Jonas Almeida, 25.08.2019: O eixo discutido neste artigo de António Barreto não é entre direita e esquerda, é entre totalitarismo corporativista e pluralismo democrático. Pacheco Pereira, que vem do PSD, faz o mesmíssimo aviso sobre o regresso de mais um Leviatã Hobbsiano.
Fernando Costa, 25.08.2019  Um oásis de bom senso. É triste verificar que os poucos grandes políticos que ainda por aí andam, são os que já não são politicos.
Jonas Almeida, 25.08.2019: subscrevo, e agradeço ao Público não ter (ainda) cedido às muitas pressões para que os censure.

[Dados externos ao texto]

Issue #5688, opened 2017-07-17
Rework resolving of machine's servers


sleshchenko:
OpenShift spi resolves machines servers when everything is created and ready to work.
It is needed to rework it to resolving all servers before pod creation to avoid analyzing openshift objects on each request and to have the same servers as configuration has in the case when some route, service is not configured properly.

bmicklea:
Please add correct labels.

PR #5916, opened 2017-08-04
CHE-5690 Add provisioning for OpenShift Environment

sleshchenko:
#### Major changes:
Adds provisioning for OpenShift Environment to wit adds all objects which are required for workspace start:
- After user's recipe parsing to OpenShiftEnvironment will be added container ports, services, routes which are required for configured servers.
- Installer configuration is applied to OpenShiftEnvironment, that is:
 -- Add container ports, services, routes that are required for servers of configured installers.
 -- Add environment variables that are configured in properties of configured installers.
 -- Add environment variables that are required by installers or agents after installations: CHE_API for all installers, CHE_WORKSPACE_ID for workspace agent.

#### Minor changes:
- Adds OpenShift Multi Pod stack.
- Change Openshift to OpenShift in names of classes.

https://github.com/eclipse/che/issues/5690


core/che-core-api-model/src/main/java/org/eclipse/che/api/core/model/workspace/config/ServerConfig.java
```diff
@@ -18,6 +18,15 @@
 public interface ServerConfig {
     /**
      * Port used by server.
+     *
+     * <p>It may contain protocol(TCP or UDP) after '/' symbol.
+     * If protocol is missed TCP will be used by default.
+     * Example:
+     * <ul>
+     *     <li>8080/TCP</li>
```
voievodin: Matching is key-sensitive at least if you're using `ServersMapper`, so you should either fix javadoc or make the mapping case-insensitive

garagatyi (approved):

infrastructures/openshift/src/main/java/org/eclipse/che/workspace/infrastructure/openshift/OpenShiftMachine.java
```diff
@@ -86,65 +88,29 @@ public String getName() {
...
-                            if (portNumber.equals(servicePort.getPort())) {
-                                servers.put(Integer.toString(portNumber),
-                                            new ServerImpl("http://" + route.getSpec().getHost(),
-                                                           ServerStatus.UNKNOWN));
-                            }
-                            continue;
-                        }
+                if (matchedServices.contains(route.getSpec().getTo().getName())) {
+                    Map<String, String> annotations = route.getMetadata().getAnnotations();
+                    String serverName = annotations.get(CHE_SERVER_NAME_ANNOTATION);
```
voievodin, line 104: Maybe it makes sense to create a component similar to `org.eclipse.che.workspace.infrastructure.docker.Labels`, so you can define the constants there + implement annotations serialization and deserialization + it may be useful for feature recovery?

akorneta (approved):

infrastructures/openshift/src/main/java/org/eclipse/che/workspace/infrastructure/openshift/OpenShiftMachine.java
```diff
@@ -272,6 +217,62 @@ public void onClose(KubernetesClientException cause) {
...
+                return false;
+            }
+        }
+        return true;
+    }
+
+    private static boolean isExposedByService(Container container, Service service) {
+        for (ServicePort servicePort : service.getSpec().getPorts()) {
+            IntOrString targetPort = servicePort.getTargetPort();
+            if (targetPort.getIntVal() != null) {
```
voievodin, line 259: Is it possible to get targetPort without int val part?
I thought that it's either in format _8000_ or _8000/tcp_

infrastructures/openshift/src/main/java/org/eclipse/che/workspace/infrastructure/openshift/ServerExposeUtils.java
```diff
@@ -0,0 +1,150 @@
...
+                                                          .stream()
+                                                          .filter(p -> p.getContainerPort().equals(port) &&
+                                                                       p.getProtocol().equals(protocol))
+                                                          .findAny();
+            ContainerPort containerPort;
+
+            if (exposedOpt.isPresent()) {
+                containerPort = exposedOpt.get();
+            } else {
+                containerPort = new ContainerPort(port,
```
voievodin: Consider using `ContainerPortBuilder`

infrastructures/openshift/src/main/java/org/eclipse/che/workspace/infrastructure/openshift/ServerExposeUtils.java
```diff
@@ -0,0 +1,150 @@
...
+                                                  null,//hostIp
+                                                  null,//hostPort
+                                                  null,//name
+                                                  protocol);
+                container.getPorts().add(containerPort);
+            }
+
+            exposedPorts.put(portToExpose, new ServicePort("server-" + containerPort.getContainerPort(),
```
voievodin: Consider using `ServicePortBuilder`

infrastructures/openshift/src/main/java/org/eclipse/che/workspace/infrastructure/openshift/provision/InstallerConfigApplier.java
```diff
@@ -0,0 +1,131 @@
...
+                                         environment,
+                                         "agents");
+
+                // CHE_API is used by installers for agent binary downloading
+                container.getEnv().removeIf(env -> "CHE_API".equals(env.getName()));
+                container.getEnv().add(new EnvVar("CHE_API", cheServerEndpoint, null));
+
+                // WORKSPACE_ID is required only by workspace agent
+                if (installers.contains("org.eclipse.che.ws-agent")) {
+                    container.getEnv().removeIf(env -> "CHE_WORKSPACE_ID".equals(env.getName()));
```
voievodin, line 95: It looks like this code should be part of 'General' infra independent provision or maybe installer configurations, so docker and openshift and any other implementation won't need to do it over and over again.

infrastructures/openshift/src/main/java/org/eclipse/che/workspace/infrastructure/openshift/OpenShiftMachine.java
sleshchenko: It makes sense. I considered this way and it will be implemented in scope of https://github.com/eclipse/che/issues/5688

infrastructures/openshift/src/main/java/org/eclipse/che/workspace/infrastructure/openshift/OpenShiftMachine.java
sleshchenko: It is possible. Actually, targetPort has int value when it points out to container port like `8080` or it has string value when it points out to container port name like `ws-agent`.

voievodin: ok, thank you

infrastructures/openshift/src/main/java/org/eclipse/che/workspace/infrastructure/openshift/provision/InstallerConfigApplier.java
sleshchenko: I agree with you. It would be nice to have common provision mechanism and then what infrastructure will have to implement is just applying prepared changes to its objects.
But now it will not be done in the scope of this issue.
It requires changes in the model because now it doesn't have environment variables anymore. @garagatyi WDYT will we implement this?

skabashnyuk (approved):

voievodin (approved):

Issue #5689, opened 2017-07-17
Add health checks for servers in openshift spi


sleshchenko:
Add health checks for servers in openshift spi for updating server statuses.
Also it is needed to publish statuses of servers to clients.

bmicklea:
Please add correct labels.

PR #5923, opened 2017-08-07
Reuse server health checks in OpenShift infrastructure

akorneta:
Moved server health checks from `org.eclipse.che.workspace.infrastructure.docker.server` into `org.eclipse.che.api.workspace.server.hc`.
Reuse server health checks mechanism for `internalStart` of OpenShift environment.

Resolves: https://github.com/eclipse/che/issues/5689


sleshchenko (approved):

skabashnyuk (approved):

wsmaster/che-core-api-workspace/src/main/java/org/eclipse/che/api/workspace/server/hc/ServerChecker.java
```diff
@@ -8,7 +8,7 @@
  * Contributors:
  *   Codenvy, S.A. - initial API and implementation
  *******************************************************************************/
-package org.eclipse.che.workspace.infrastructure.docker.server;
+package org.eclipse.che.api.workspace.server.hc;
```
voievodin, line 11: I find it a bit weird that these components are part of the workspace api module.
I clearly understand that spi model is defined under package `org.eclipse.che.api.workspace.server.spi`, so you need a place probably somewhere near the spi definition.

Consider the following module structure
```
--wsmaster
  |--che-workspace-spi
     |--model
     |--hc
     |--bootstrapper
  |--che-workspace-api
```
It allows you to place all the spi related stuff in the same module, which i think is good.
Clearly you might not want to do it under this PR, but what do you think about the structure?
@garagatyi, @sleshchenko, @skabashnyuk what do you guys think?

sleshchenko: I'm good with such approach. It would be better to separate workspace api, workspace spi and default spi stuffs implementations.

garagatyi: I think it can simplify things. @gazarenkov WDYT?

garagatyi (approved):

wsmaster/che-core-api-workspace/src/main/java/org/eclipse/che/api/workspace/server/hc/ServerChecker.java
garagatyi: but definitely not in this PR in my opinion

voievodin (approved):

wsmaster/che-core-api-workspace/src/main/java/org/eclipse/che/api/workspace/server/hc/ServerChecker.java
gazarenkov: @sleshchenko what is "default spi stuffs implementations" ?

sleshchenko: Now it is bootstrapping and server health checks. Maybe later we will have others like provisioning installers depending on configured installers.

danielcouto1100, 25.08.2019: AB tem razão no facto de a iniciativa no País estar sempre dependurada no Estado e por esta via este estar cada vez mais centralizado nas decisões. Diz Miguel Real que desde o sec. XVI a burguesia, o clero e nobreza de então, só dependem do Estado. Esta dependência continua hoje com pobreza da iniciativa privada e das instituições civis, terminando na sofisticada captura do Estado pelas elites, afamadas sociedades de advogados e escandalosamente pelos banqueiros, com a insolvência dos bancos privados. Por tudo isto Portugal (ainda) precisa de uma Administração Pública forte. O PS está a ser realista e a defender o Estado para conseguir a maior equidade entre os Portugueses e evitar os populismos despesistas.
Aguia, 25.08.2019: Muito bem. Efectivamente as classes sociais "esclarecidas" em Portugal nunca fizeram jus às suas missões históricas, mais marcadas nos outros países europeus. Infelizmente, a noção que se tem é que o Estado em Portugal serve antes de muleta para a "iniciativa privada" dele se servir, quando as coisas correm mal. Este é o desígnio da propalada desestatização à portuguesa, tão avessa à planificação. Assim não vamos lá. E não penso que a culpa do nosso atraso seja do Estado - se este não existisse, já estaríamos a falar castelhano como língua oficial.
J I T, 25.08.2019:  Magnífico texto, tal como o anterior, com grande lucidez e sentido crítico!